Always a pleasure to be with you.
It's nice to have you to myself, if you don't mind me putting that way, since you've been all over the world in the past week with comments that you've made, which I'll ask you to summarize briefly right now.
Has the United States government used the CIA to concoct and commence wars against innocents?
Of course.
This is without any serious dispute, and there have been several of them.
We know that plans for many wars were concocted in 2001.
In fact, General Wesley Clark, the supreme commander of NATO in the 1990s, was shown a document actually at the Pentagon the week after 9-11, which said seven wars in five years.
These were wars against states in the Middle East that opposed Israel's domination of Palestine.
And they include countries that we know ended up on the other side of American wars.
Iraq, of course, was on the list.
Syria, Lebanon, Libya, Sudan, Somalia.
And the one that hasn't quite happened yet, that Netanyahu has been begging for.
More than 20 years is a U.S. war against Iran.
So, yes, this has happened.
I spoke about Syria because this was the topic of a discussion that I was asked to participate in in a diplomatic forum.
And with Syria, we know that President Barack Obama gave A presidential finding that the CIA should work with other countries in the Middle East to overthrow the government of Bashar al-Assad.
And I always thought, from the first moment I heard about this, that this was a disaster in the making.
It was a war that, in fact, Lasted 14 years, took about 600,000 lives.
People can look up Operation Timber Sycamore to learn more about this U.S. caused disaster.
And I happened to learn a lot about it over the years because of my work with the United Nations as well.
The U.S. blocked peace in...
Syria, a peace that could have come as early as 2012, but the U.S. was engaged in what we call a regime change operation.
It's a nice sounding phrase for an ugly part of American foreign policy, which is overthrowing governments of other countries.
The U.S. has done this or tried to do this probably a hundred times.
In the post-World War II period.
So this isn't something new or special.
It's a standard part of American foreign policy that has typically led to outright disaster, to bloodbaths, to civil war, to prolonged violence.
And it did so in Syria.
So this was the point that I made.
And it's a very sad story of American foreign policy.
Israel has said go to war.
The U.S. has said yes.
We do it at your command, Bibi, and we've been involved in nonstop wars for a quarter century.
Prime Minister Netanyahu, 20 years ago, claimed that the Iranians would have a nuclear bomb in two weeks.
Ten years ago, he said they would have a nuclear weapon in one week.
A month ago, the United States intelligence community concluded collectively That the Iranians have no nuclear weapon.
MI6 agreed.
Wouldn't Mossad agree?
Wouldn't Netanyahu be knowingly lying or rejecting the intel of his own first-rate intelligence agency?
Netanyahu's a fool because there could have been a decisive and definitive end to Iran's even potential.

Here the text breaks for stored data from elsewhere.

PR #3496, opened 2025-03-24
Include seeAlso annotations in mapping-derived xrefs.

gouttegd:
When generating the cross-references from the SSSOM-maintained mappings, annotate them with any seeAlso annotations that may be associated with the mappings.

The intention is that, if a mapping editor has a reference to back up a mapping statement, that reference can be stored in the SSSOM `see_also` field, and once there it should be preserved when the mapping is transformed into a classic cross-reference.

(This is the same thing as the [corresponding CL PR](https://github.com/obophenotype/cell-ontology/pull/3022)).


matentzn (approved):
Looks good to me!

PR #3511, opened 2025-04-24
Fix issue #3003: Updated cardiac septum definition

### LINKED ISSUE #3003: review definition of cardiac septum and its child terms
**Uberon term**
cardiac septum (UBERON:0002099)

current definition is too narrow for the child terms 

The definition is  "The thin membranous structure between the two heart atria or the thick muscular structure between the two heart ventricles" but child terms include septa between the atria and ventricles and outflow tract septa.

Seeking of a nuclear weapon back in 2016, 2017, many countries, including the United States, negotiated with Iran to have a definitive end to Iran's nuclear program,
and the counterpart of that was to end the U.S. and other...
Desire to isolate Iran through punitive economic sanctions and to impoverish Iran through those sanctions.
So Obama negotiated that.
And then Trump denounced it.
A lot of Congress denounced it because the Israel lobby denounced it.
Just stupid as can be.
And it's so typical, by the way.
Instead of diplomacy, you say, no, no, we'll do it by force, and you end up achieving nothing but absolute violence.

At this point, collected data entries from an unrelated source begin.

Issue #3512, opened 2025-04-29
missing insect mesothoracic leg, and insect metathoracic leg


ANiknejad:
- insect mesothoracic leg

- insect metathoracic leg

while it exist UBERON:6004663 ! insect prothoracic leg (synonym: "first leg" EXACT [], synonym: "T1 leg" EXACT []) , both T2 and T3 legs are not present in Uberon, as far as I can see, do you confirm @gouttegd ?

Proposition:
- insect mesothoracic leg
def: "Leg of the mesothoracic segment." []
synonym: "middle leg" EXACT []
synonym: "midleg" EXACT []
synonym: "second leg" EXACT []
synonym: "T2 leg" EXACT []
is_a: UBERON:0004121 ! ectoderm-derived structure
is_a: UBERON:0005895 ! insect leg
relationship: part_of UBERON:6003021 ! insect adult mesothoracic segment OR UBERON:6000018 ! insect mesothoracic segment ????
xref: FBbt:00004685

- insect metathoracic leg
def: "Leg of the metathoracic segment." []
synonym: "hindleg" EXACT []
synonym: "T3 leg" EXACT []
synonym: "third leg" EXACT []
is_a: UBERON:0004121 ! ectoderm-derived structure
is_a: UBERON:0005895 ! insect leg
relationship: part_of UBERON:6000019 ! insect metathoracic segment
xref: FBbt:00004707

Please note that it does not exist an UBERON 'insect adult metathoracic segment'

Kimball's Biology Pages
https://www.biology-pages.info/I/Insects.html

gouttegd:
> both T2 and T3 legs are not present in Uberon, as far as I can see, do you confirm @gouttegd ?

Yes.

And I agree that it does not make much sense for Uberon to have a term for the prothoracic leg specifically but not for the meso- and metathoracic legs.

It is questionable, however, whether Uberon needs a term for the leg of each segment at all. So rather than create the terms for the meso- and metathoracic legs, another option would be to, on the contrary, _obsolete_ Uberon’s “insect prothoracic leg” so that the “cut-off” point between Uberon and the insect-specific anatomy ontologies would be just below UBERON:0005895 (“insect leg”).

Given that “insect prothoracic leg” does already exist, though, I am mildly inclined to leave it as it is and to create the missing “insect mesothoracic leg“ and “insect metathoracic leg” terms as requested, though I’d welcome the opinion of other Uberon editors.

ANiknejad:
[...]

Issue #3376, opened 2024-10-03
Generalize all selected insect-X terms to arthropod


cmungall:
All UBERON:6X terms were pseudogeneralized from a subset of FBbt deemed generally useful (primarily those reference in GO).

Many of these are in fact applicable to arthropods. At first I thought it might be easiest to first universally generalize these and then selectively restrict, but we have a bit of a mix, and it may be better to do this more carefully on an as needed basis.

I also think we should introduce a new TC annotation "applicable outside of", such that for any term labeled "arthropod X" we can say "exists some T where T is not insecta where this is applicable" and have the reasoner tell us if we have accidentally placed an arthropod term under an insect term.

But for now I think we just need to work through these selectively following the patterns below on an as-needed basis. These could later be yamlified. 

## Insect in label, logic says arthropod, term applies to arthropods

This is the most straightforward category:

```yaml
id: UBERON:6005096
name: insect stomatogastric nervous system
def: "A group of small, interconnected ganglia situated posterior to and between the two brain hemispheres and associated with the pharynx, esophagus and aorta." [FlyBase:FBrf0089570, PMID:12966498]
synonym: "stomodaeal nervous system" RELATED [FlyBase:FBrf0111704]
synonym: "stomodeal nervous system" RELATED [FlyBase:FBrf0111704]
is_a: UBERON:0011216 ! organ system subdivision
relationship: in_taxon NCBITaxon:6656 ! Arthropoda
relationship: part_of UBERON:0001017 ! central nervous system
```

The label says insect but neither the text def nor the logic restricts to insects. (and in fact the definition doesn't outright rule out non-arthropods). In this case we think generalizing to arthropods is a good idea.

I think it's safe to relabel this to arthropod.

## label says insect, logic is largely unrestricted, term should remain insect

```yaml
id: UBERON:6000006
name: insect head segment
def: "Any segment that is part of some insect head." [UBERON:cjm]
intersection_of: UBERON:0000914 ! organismal segment
intersection_of: part_of UBERON:0000033 ! head
relationship: never_in_taxon NCBITaxon:7742 ! Vertebrata <vertebrates>
```

It's not clear why this didn't get a TC. As it is, it's kind of odd.

when talking about head homology in arthropods we get into murky territory (let's not discuss in this issue). I think the most conservative thing to do is to add an insect TC, but we have to be careful we don't restrict any existentially dependent children (see proposal for new TC annotation above)

Action: add a TC to insect

[...]

PR #3514, opened 2025-04-30
Add insect meso- and metathoracic legs.

gouttegd:
This PR adds the terms requested in #3512 (“insect mesothoracic leg” and “insect metathoracic leg”).

Along the way, it also amends the existing terms “insect leg” and “insect prothoracic leg” to:

* remove the '[develops from](http://purl.obolibrary.org/obo/RO_0002202)' relationships with the terms for the imaginal discs, because it is not true for all insects that the legs develops from imaginal discs (for example, in _Lepidoptera_ the adult leg develops from the larval leg, which itself does not develop from any imaginal disc);
* make them part of stage-neutral '[insect thoracic segment](http://purl.obolibrary.org/obo/UBERON_6000016)' rather than the adult-specific '[insect adult thoracic segment](http://purl.obolibrary.org/obo/UBERON_6003019)', because legs may also exist in larvae;
* add an explicit taxon constraint (not strictly necessary but for consistency, as recommended in #3376).

**Completely unrelated**: the PR includes some completely unrelated formatting changes. This is the (expected) consequence of edits recently made by “Claude”, as explained [here](https://github.com/obophenotype/uberon/pull/3511#issuecomment-2826999537).


aleixpuigb:
#gogoeditdiff

aleixpuigb (approved):
Everything looks great!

It reminds me of the attempt, not a very well-done one, but still an attempt by President Clinton at the end of the 1990s We reached an agreement.
The U.S. reneged even under Clinton or dragged its feet.
And then when Bush came in, Bolton said, no, we don't have to do any of that.
We don't have to agree with this tyrant and so forth.
And Bolton induced Bush Jr. to cancel the whole thing.
A lot of great stuff.
God came out of that.
You know, North Korea became a significant nuclear-armed country with missile systems, delivery systems.
Ah, because the United States said no, no to diplomacy.
Well, Israel's always said no to diplomacy with Iran, and Iran has tried to negotiate repeatedly, and Israel instead has tried to egg the United States into what would be a catastrophic war.
Iran is a big, powerful country with big, powerful allies.
And Israel, and I shouldn't say Israel, I'm talking about Netanyahu and his extremist failed government, has been at this for, as I've explained,
really almost 30 years since he came into power in 1996, to try to remake the Middle East through war.
In Israel's desire and image, and the U.S. has just walked into it time and time again.
And the big question is whether President Trump extricates the U.S. from Bibi's wars, or whether he just follows along as every president has done for nearly 30 years.
Here's Colonel McGregor disagreeing with another friend of the show, Colonel Daniel Davis, over...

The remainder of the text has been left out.